**THE DATA**
######

PR #10284, opened 2026-05-15
[4.x] Prevent `wire:model.live.blur` from triggering redundant requests

### LINKED ISSUE #19764: ->live(onBlur: true) ignores partial rendering constraints when state is not updated
### Package

filament/schemas

### Package Version

v5.6.1

### Laravel Version

v13.6.0

### Livewire Version

v4.2.4

### PHP Version

PHP 8.5.3

### Problem description

When a field is set to `live()` with `onBlur: true`,
any restrictions on partial rendering configured through `partiallyRenderComponentsAfterStateUpdated()`
will be ignored if the field is blurred without updating the state.

### Expected behavior

The field would partially render the components it's configured to when it loses focus.
The field would _not_ render other components when it loses focus.

### Steps to reproduce

- Navigate to the User resource in the reproduction repository
- Create a new User (or Edit the test user)
- In the `belowContent()` of both the `email` and `password` fields, a `Closure` is configured to display the value of the user `name`. However, the `name` field is set to only partially render the `email` field.
- Change the `name` field
- Have the field lose focus
- Observe how the `email` field's `belowContent()` changed, but `password`'s does not.
- Focus the `name` field anew
- Have the field lose focus without changing the state of the field
- Oserve how both the `email` and `password` fields' `belowContent()` is updated

### Reproduction repository (issue will be closed if this is not valid)

https://github.com/gp-lnuff/filament-issue/tree/live-onblur

### Relevant log output

```shell

```

people-sea:

Yes. This adds coverage for `wire:model.live.blur` sending another request when the value has not changed. I did not open a discussion first because this PR only adds a failing test.

Yes.

No.

Yes.

This adds a browser test for an unchanged `wire:model.live.blur` input.

The first blur sends the expected model update. The second blur leaves the value unchanged, but still sends another Livewire request. This PR only captures that behavior so the request handling can be fixed separately.

### DIFF
--- a/js/directives/wire-model.js
+++ b/js/directives/wire-model.js
@@ -1,4 +1,5 @@
 import { directive } from '@/directives'
+import { checkDirty } from '@/directives/wire-dirty'
 import { handleFileUpload } from '@/features/supportFileUploads'
 import { findComponentByEl } from '@/store'
 import { dataGet, dataSet } from '@/utils'
@@ -95,7 +96,17 @@ directive('model', ({ el, directive, component, cleanup }) => {
 
     // Network event listeners (for modifiers after .live, or .lazy backwards compat)
     if (shouldSendNetwork && networkOnBlur) {
-        bindings['@blur'] = () => update()
+        bindings['@blur'] = () => {
+            // Wait a microtask so an ephemeral blur sync (`.blur.live.blur`) lands before the dirty check...
+            queueMicrotask(() => {
+                let target = expression.startsWith('$parent') ? component.parent : component
+
+                // Skip the request if nothing has changed since the last server sync...
+                if (target && ! checkDirty(target)) return
+
+                update()
+            })
+        }
     }
 
     if (shouldSendNetwork && networkOnChange) {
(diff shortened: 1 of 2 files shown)


calebporzio:
Thanks for the failing test @people-sea — good artifact. I pushed a fix to your branch.

The gap was in `wire-model.js`: the `@blur` network binding called `update()` unconditionally, so an unchanged field still sent a `$commit` on every blur. The fix reuses `checkDirty()` from `wire-dirty` and skips the request when nothing on the component has changed since the last server sync. Two deliberate choices:

- The check is component-wide rather than scoped to the bound property, so a blur still flushes other deferred `wire:model` properties that are waiting to piggyback on the next request.
- The check runs in a microtask so that ephemeral blur syncs (`wire:model.blur.live.blur`) land in the reactive state before we decide whether to skip.

Your test plus the other 18 `wire_model` browser tests in `SupportDataBinding` pass locally. Might be worth retitling the PR now that it carries the fix.

people-sea:
Thanks @calebporzio! I tested the fix and it resolved my issue. Appreciate it!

######

**EXERCISE DETAILS**
Pull out all lines from the listing that contain the string "fields".

**TASK SOLUTION**
- In the `belowContent()` of both the `email` and `password` fields, a `Closure` is configured to display the value of the user `name`. However, the `name` field is set to only partially render the `email` field.
- Oserve how both the `email` and `password` fields' `belowContent()` is updated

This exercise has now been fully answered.